The answer should contain every entry below, copied exactly.

Collected data:
_ _ _

PR #144, opened 2020-06-25
GUACAMOLE-728: Update JDBC SSL mode documentation

necouchman:


src/chapters/jdbc-auth.xml
```diff
@@ -100,7 +100,13 @@
                     </para>
                     <para>The MySQL Driver implements several parameters specific to configuring
                         SSL for secure connections to MySQL servers that support or require
-                        encrypted communications.  The parameters are as follows:</para>
+                        encrypted communications. The SSL configuration options are targeted
+                        at newer versions of the MySQL Connector/J and MariaDB Connector/J.
+                        Older versios of MySQL Connector/J have known issues with SSL
```
mike-jumper, line 105: versions*

For the sake of readability, I would additionally:

* Wrap that main "older versions have known issues" bit within `<emphasis>`, as it's fairly important
* Clean up the repeated "Connector/J" a bit, as it's hard to read with all those slashes and repetition.

 For example:

> The MySQL Driver implements several parameters specific to configuring SSL for secure connections to MySQL servers that support or require encrypted communications. _Older versions of Connector/J driver have known issues with SSL verification_. If you experience problems connecting to SSL-secured MySQL or MariaDB databases, it is recommended that you update to a current version of the driver.
>
> Configuration parameters for MySQL-compatible SSL support are as follows:

necouchman:
I believe I did get the Postgres default update in there - down toward the bottom?

mike-jumper:
Ah, you're right. I just needed to click the arrows a bit.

_ _ _

* [Task answer]
PR #144, opened 2020-06-25
GUACAMOLE-728: Update JDBC SSL mode documentation

necouchman:


src/chapters/jdbc-auth.xml
```diff
@@ -100,7 +100,13 @@
                     </para>
                     <para>The MySQL Driver implements several parameters specific to configuring
                         SSL for secure connections to MySQL servers that support or require
-                        encrypted communications.  The parameters are as follows:</para>
+                        encrypted communications. The SSL configuration options are targeted
+                        at newer versions of the MySQL Connector/J and MariaDB Connector/J.
+                        Older versios of MySQL Connector/J have known issues with SSL
```
mike-jumper, line 105: versions*

For the sake of readability, I would additionally:

* Wrap that main "older versions have known issues" bit within `<emphasis>`, as it's fairly important
* Clean up the repeated "Connector/J" a bit, as it's hard to read with all those slashes and repetition.

 For example:

> The MySQL Driver implements several parameters specific to configuring SSL for secure connections to MySQL servers that support or require encrypted communications. _Older versions of Connector/J driver have known issues with SSL verification_. If you experience problems connecting to SSL-secured MySQL or MariaDB databases, it is recommended that you update to a current version of the driver.
>
> Configuration parameters for MySQL-compatible SSL support are as follows:

necouchman:
I believe I did get the Postgres default update in there - down toward the bottom?

mike-jumper:
Ah, you're right. I just needed to click the arrows a bit.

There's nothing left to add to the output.